The more modern name for the region.   Pronounced with the ‘J’ sounding like an open ch with the tongue rather more contacting the palette in the back of the throat.  Many English speakers will know how this is pronounced.

Xerex:

This is rather more problematic depending on whether one is using Castillian  or Standard Spanish.  The first ‘X’ might be pronounced as the ‘J’ in Jerez, or as a ‘Shh.’ the same goes for the second ‘x’ regarding ‘shh,’ at least.  The letter ‘X’ in Spanish is used mostly in proper names or archaic words, of which Xerex is rather both.  The second ‘x,’ though not the first, might be pronounced as a ‘th’ sound.  Mind you all this comes from memory, and so may be scrambled beyond reconstitution.

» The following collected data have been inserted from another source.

PR #1386, opened 2024-03-21
Fix conversion to Long

manitgupta:
The [toLong](https://github.com/manitgupta/DataflowTemplates/blob/f44f7ce818882b337b7989b504a7ff1e5a234d2d/v2/datastream-to-spanner/src/main/java/com/google/cloud/teleport/v2/templates/datastream/ChangeEventTypeConvertor.java#L81) method in this class converts an incoming string from JsonNode to Double first and then converts it to a Long.

While both Double and Long are 64 bit, Double reserves extra bits to store the exponent -
3bM2MXXruW8uM2Q

Therefore, the same range of numbers as Long cannot be represented by Double.
For example, `3123556554908346902` cannot be converted to Long correctly via a Double.

The fix is to directly convert an incoming string to a Long using `Long.valueOf`.

### DIFF
--- a/v2/datastream-to-spanner/src/main/java/com/google/cloud/teleport/v2/templates/datastream/ChangeEventTypeConvertor.java
+++ b/v2/datastream-to-spanner/src/main/java/com/google/cloud/teleport/v2/templates/datastream/ChangeEventTypeConvertor.java
@@ -78,7 +78,7 @@ public class ChangeEventTypeConvertor {
     try {
       JsonNode node = changeEvent.get(key);
       if (node.isTextual()) {
-        return Double.valueOf(node.asText()).longValue();
+        return Long.valueOf(node.asText());
       }
       return node.asLong();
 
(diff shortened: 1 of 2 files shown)


bharadwaj-aditya (approved):
LGTM

darshan-sj (approved):

v2/datastream-to-spanner/src/main/java/com/google/cloud/teleport/v2/templates/datastream/ChangeEventTypeConvertor.java
```diff
@@ -78,7 +78,7 @@ public static Long toLong(JsonNode changeEvent, String key, boolean requiredFiel
     try {
       JsonNode node = changeEvent.get(key);
       if (node.isTextual()) {
-        return Double.valueOf(node.asText()).longValue();
+        return Long.valueOf(node.asText());
       }
       return node.asLong();
```
krishnamoorthy-r, line 83: Is this line covered in unit test (i.e node.isTextual is false)? If not, please add tests to cover this branch as well.

krishnamoorthy-r (approved):
LGTM.

v2/datastream-to-spanner/src/main/java/com/google/cloud/teleport/v2/templates/datastream/ChangeEventTypeConvertor.java
manitgupta: All branches are covered, PTAL - 

https://screenshot.googleplex.com/85pADZkWq3ErpCQ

I could spend a bit of time on Bing or Google researching this, however one usually ends up on a forum wherein nobody agrees with the opinion of anyone else, nobody provides an authoritative answer, and, thanks to the quality of American public education, nobody knows the difference between those two .  Time was, one could get to the bottom of a grammatical conundrum by perusing the entries in a forum.  Sadly, over the last decade or so, that has changed.  The exercise is much more likely to waste ones time rather than provide as much as a clue to any useful information.

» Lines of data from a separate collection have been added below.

PR #1391, opened 2024-03-25
adding .withMaxReadTime()

Mauratay:


v2/mqtt-to-pubsub/src/main/java/com/google/cloud/teleport/v2/templates/MqttToPubsub.java
```diff
@@ -80,6 +81,7 @@ public static void validate(MqttToPubsubOptions options) {
   }
 
   public static PipelineResult run(MqttToPubsubOptions options) {
+    Duration tenHours = Duration.standardHours(10);
```
liferoad, line 84: should this be one option for users to specify?

liferoad:
@Abacn please take a look at this PR as well.

v2/mqtt-to-pubsub/src/main/java/com/google/cloud/teleport/v2/templates/MqttToPubsub.java
Mauratay: I set it to max as a default, but I could change it so users specify it

Mauratay (commented):
let me know if you'd like me to include it as an input

v2/mqtt-to-pubsub/src/main/java/com/google/cloud/teleport/v2/templates/MqttToPubsub.java
Abacn: Note that with this change maxReadTime is still not user configurable. If I understood correctly the goal is to prevent the pipeline / some data read stuck indefinitely so sets a large and finite timeout, which user usually does not need to config.

Abacn:
Could run `mvn spotless:apply` to the project to fix the format check

Mauratay (commented):
update after running mvn spotless:apply

Mauratay:
adding .withMaxReadTime() turns the job into a batch, closing PR to prevent user confusion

In any case, I think it likely that it may have been pronounced ‘Sherresh,’ or ‘Sherreth;’ the first, being the pronunciation that gave rise to the English word, spelled and pronunced ‘Sherry.’  This pronunciation is not altogether adequate for an hoary word such as ‘Xerex.’  (Mind you, I’m not even bothering with the accents here at all, and I believe both ‘e’s would have had one kind or another)

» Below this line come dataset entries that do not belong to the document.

PR #1395, opened 2024-03-26
Rollback YamlTemplate Beam version to 2.54

Polber:


python/src/main/python/yaml-template/requirements.txt
```diff
@@ -1 +1 @@
-apache-beam[gcp,yaml]
+apache-beam[dataframe,gcp,test,yaml]==2.54.0
```
damccorm, line 1: Can we add a comment here - https://github.com/GoogleCloudPlatform/DataflowTemplates/blob/2de9cc9b139dab126f27857f054b9d63ca6290ad/pom.xml#L48 - reminding people to update both that file and any files with 2.54.0 specified directly using code search?

Long term, we will probably want to find a way to share the version across templates, but this is fine for now

Polber: Added a comment

damccorm (approved):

And… further trouble arises when one tries to use the word in a recitative.  Does one switch all vowels and consonants around for the pronunciation of just one word in another language, and then switch them back for the remainder of the piece?  Personally I find that approach distracting; and it has the possibility of an added detraction; that of sounding pretentious.  And again, one does not like to distract from the reading of the piece.  So I think that most reader-alouders of poetry–to use a very unpretentious term–would probably benefit from a pronunciation somewhere in the vein of  ‘Herez,’ using completely ‘English normal’ vowels and consonants.  This gets across the idea that one is reading a word, older than the word ‘Sherry,’ yet preserves  the flow of English vowels and consonants contained in the rest of the piece.

But… that’s just my opinion; I could be wrong, as Dennis Miller often postulates.